Question

Simplify. $$\csc \theta \tan \theta-\tan \theta \sin \theta$$

Short answer

\(\cos \theta\)

Step-by-step solution

Rewrite the trigonometric identities

Express \(\csc \theta\) as \(\frac{1}{\sin \theta}\) and \(\tan \theta\) as \(\frac{\sin \theta}{\cos \theta}\).

Perform the multiplication

Multiply the expressions obtained in the first step. For the first term, multiply \(\frac{1}{\sin \theta}\) with \(\frac{\sin \theta}{\cos \theta}\) to get \(\frac{1}{\cos \theta}\), which is equal to \(\sec \theta\). For the second term, \(\tan \theta \sin \theta\) simplifies directly to \(\frac{\sin^2 \theta}{\cos \theta}\).

Combine the terms

Subtract the second term from the first term. \(\sec \theta - \frac{\sin^2 \theta}{\cos \theta}\). Factor out \(\frac{1}{\cos \theta}\) from both terms to combine them into a single fraction.

Simplify the expression

After factoring out \(\frac{1}{\cos \theta}\), we get \(\frac{1 - \sin^2 \theta}{\cos \theta}\). Use the Pythagorean identity \(1 - \sin^2 \theta = \cos^2 \theta\) to further simplify the expression to \(\frac{\cos^2 \theta}{\cos \theta}\).

Cancel the common factor

Cancel out one \(\cos \theta\) in the numerator and the denominator, which simplifies it to \(\cos \theta\).

Key concepts

Trigonometric Identities

Trigonometric identities are equations involving trigonometric functions that hold true for all values of the involved angles. These identities are invaluable tools in simplifying trigonometric expressions and solving trigonometric equations. A deeper understanding of these identities allows students to approach complex trigonometric problems with greater ease.
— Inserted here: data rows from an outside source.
Issue #14, opened 2026-06-14
Next Up section is not populating in Infuse


raulXgarcia:
The "Next Up" section for Remux in the Infuse interface is currently blank or failing to populate with upcoming titles, even though there is active watch history and next-in-sequence episodes available. The Jellyfin web player shows titles in the "Continue Watching" section. 

To clarify, I'm referring to the "Next Up" catalog list for Remux, not the default Infuse "Up Next List".

PR #21, opened 2026-06-17
fix: respect enable_user_data and normalize NextUp cutoff handling

### LINKED ISSUE #19: Recently watched items do not show up to the left in next up and continue watching
The last thing I watched doesn't end up to the left in the "continue watching" and "next up" queues. It would be nice if they would (left to right) be the order I watched them (most recent to least recent). Right now items just end up somewhere in the queue.

Using: 0.0.1-nightly.20260616.f7b57ab.

Bobbls:
NextUp now orders series by the most recent `last_played_at`, and `enable_user_data` defaults are respected in the affected item paths.

`nextUpDateCutoff` is now normalized before querying so RFC3339 and date-only inputs compare correctly against SQLite datetime values without adding per-row SQL conversion cost.

- default `enable_user_data` to `true` in the affected item/user-data paths
- order NextUp series by `MAX(last_played_at) DESC`
- normalize `nextUpDateCutoff` to SQLite datetime format before binding
- return `400 Bad Request` for invalid cutoff formats
- add focused tests for ordering, RFC3339 cutoff handling, and invalid cutoff rejection

This should resolve #19.

Also bumps `tikv-jemallocator` to restore builds on GCC 16, where the older bundled jemalloc source no longer compiles cleanly in this environment.

### DIFF
--- a/crates/remux-server/src/api/shows.rs
+++ b/crates/remux-server/src/api/shows.rs
@@ -6,12 +6,10 @@ use axum::{
     response::IntoResponse,
 };
 use axum_extra::extract::Query;
-use chrono::{DateTime, NaiveDate, NaiveDateTime};
-use http::StatusCode;
 use remux_macros::{api_query, get};
 use uuid::Uuid;
 
-use crate::{AppState, OptionExt, ResultExt, api, db, db::auth};
+use crate::{AppState, OptionExt, api, db, db::auth};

Common trigonometric identities include reciprocal identities like \( \csc\theta = \frac{1}{\sin\theta} \) and \( \sec\theta = \frac{1}{\cos\theta} \), ratio identities like \( \tan\theta = \frac{\sin\theta}{\cos\theta} \) and the Pythagorean identities, which will be discussed in further detail in a separate section. In the given exercise, recognition and application of reciprocal and ratio identities were the key to transforming the terms into a more manageable form.

Pythagorean Identity

The Pythagorean identity is a fundamental aspect of trigonometry, derived from the Pythagorean theorem, which relates the sides of a right-angled triangle. The most well-known form of the Pythagorean identity is \( \sin^2\theta + \cos^2\theta = 1 \) and its variations, \( 1 - \sin^2\theta = \cos^2\theta \) and \( 1 - \cos^2\theta = \sin^2\theta \). These identities allow for the conversion between different trigonometric functions, significantly simplifying complex expressions.
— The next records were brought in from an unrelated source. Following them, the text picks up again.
PR #24, opened 2026-06-19
fix: prevent panics and surface silent DB errors

OlegA-X:
## Summary

Three independent robustness fixes — each prevents a failure mode where the server either panics (crashing the worker thread) or silently drops errors (causing data inconsistencies).

## 1. Validate `segment_length` from client requests

**File:** `api/playback.rs`

The `SegmentLength` query parameter is user-controlled (`Option<i32>`). It was stored directly into the transcode session without validation:

```rust
let segment_length = q.segment_length.unwrap_or(6) as u32;  // no validation
```

A `SegmentLength=0` causes **divide-by-zero panics** downstream:
- `transcode/engine.rs:193`: `cutoff_idx = (playback_secs - SEGMENT_KEEP_SECS) / segment_length`
- `api/playback.rs:4212`: `segment_gap_threshold = 24 / segment_length`

Negative values (`-1`) silently cast to huge `u32` via `as`.

**Fix:** clamp to `1..=30` at session creation. Jellyfin clients send 6–10; 30 is a generous ceiling.

## 2. Return errors instead of `panic!()` for unsupported stream variants

**File:** `stream.rs` (`StreamDescriptor::into_source`)

`into_source()` panicked for `Rtsp` and `Opendal` descriptors:

```rust
Self::Rtsp { .. } => panic!("Rtsp descriptors must be served through the transcode path"),
Self::Opendal { .. } => panic!("Opendal descriptors must be served through their addon"),
```

If a descriptor of these types reached the direct-stream path (e.g. from addon config or DB state), the worker thread crashed — a crash-per-request DoS.

**Fix:** changed return type to `anyhow::Result<Box<dyn StreamSource>>`, using `anyhow::bail!` for the unsupported variants. The request now fails gracefully with a 500. Updated all 3 call sites (`api/playback.rs` ×2, `api/stream.rs` ×1) to propagate with `?`.

## 3. Log DB-write errors instead of silently dropping them

**Files:** `addons/mod.rs`, `services/resolve.rs`

Three places used `.ok()` to silently discard DB-write errors:

- `addons/mod.rs` — `MediaRelation::delete_by_left_ids(...).await.ok()` before upserting relations
- `services/resolve.rs` — `Media::upsert(...).await.ok()` after resolving media metadata
- `services/resolve.rs` — `persist_from_store(...).await.ok()` in the concurrent-wait path

If these writes failed (DB error, disk full, etc.), the caller continued as if they succeeded, causing **silent inconsistencies** between the in-memory addon cache and the database — stale relations, missing metadata, duplicated entries on next refresh.

**Fix:** replaced `.ok()` with `warn!(error = %e, ...)` so failures are at least visible in logs and debuggable. Not propagated as hard errors (to preserve existing graceful-degradation behavior), but no longer silent.

## Verification

- Individual unit tests pass ✅ (e.g. `test_get_sessions_empty`, `test_playback_start`)
- Note: running the full test suite in parallel shows pre-existing test-isolation failures (62 tests fail on clean `upstream/main` too — shared SQLite/filesystem contention). These are not introduced by this PR.

cc @lostb1t

### DIFF
--- a/crates/remux-server/src/addons/mod.rs
+++ b/crates/remux-server/src/addons/mod.rs
@@ -189,9 +189,9 @@ pub(crate) async fn save_pending_relations(ctx: &AppContext, items: &[db::Media]
         // Don't link relations that point to name-keyed person stubs.
         .filter(|r| !name_keyed_person_ids.contains(&r.right_media_id))
         .collect();
-    db::MediaRelation::delete_by_left_ids(&ctx.db, &all_ids)
-        .await
-        .ok();
+    if let Err(e) = db::MediaRelation::delete_by_left_ids(&ctx.db, &all_ids).await {
+        warn!(error = %e, "failed to delete stale relations before upsert");
+    }
     if !all_rels.is_empty() {
         if let Err(e) = db::MediaRelation::upsert(&ctx.db, &all_rels).await {
             warn!(error = %e, "failed to upsert relations batch");
--- a/crates/remux-server/src/api/playback.rs
+++ b/crates/remux-server/src/api/playback.rs
@@ -1227,7 +1227,7 @@ async fn videos_stream_inner(
         } else {
             descriptor
                 .clone()
-                .into_source()
+                .into_source()?
                 .serve(&state, &headers)
                 .await?
         };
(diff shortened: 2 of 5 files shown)


lostb1t:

During the process of simplification in the exercise, the Pythagorean identity \( 1 - \sin^2\theta = \cos^2\theta \) played a crucial role. By recognizing it could replace \( 1 - \sin^2\theta \) with \( \cos^2\theta \) in the final expression, we simplified the complex fraction to a single trigonometric function, revealing the simplicity hidden within.

Trigonometric Functions

Trigonometric functions describe relationships between the angles and sides of a triangle, more commonly a right triangle. The six main trigonometric functions are sine (\(\sin\)), cosine (\(\cos\)), tangent (\(\tan\)), cotangent (\(\cot\)), secant (\(\sec\)), and cosecant (\(\csc\)).

In a practical sense, these functions provide a way to calculate the unknown parts of a triangle given some known values, also enabling us to model periodic phenomena such as waves and oscillations. In the original exercise, the student needed to transform and manipulate these functions using identities. By turning the given expression into basic functions like \(\sec\theta\) and then canceling common factors, we successfully demonstrated the versatility and interconnectivity of trigonometric functions in problem-solving.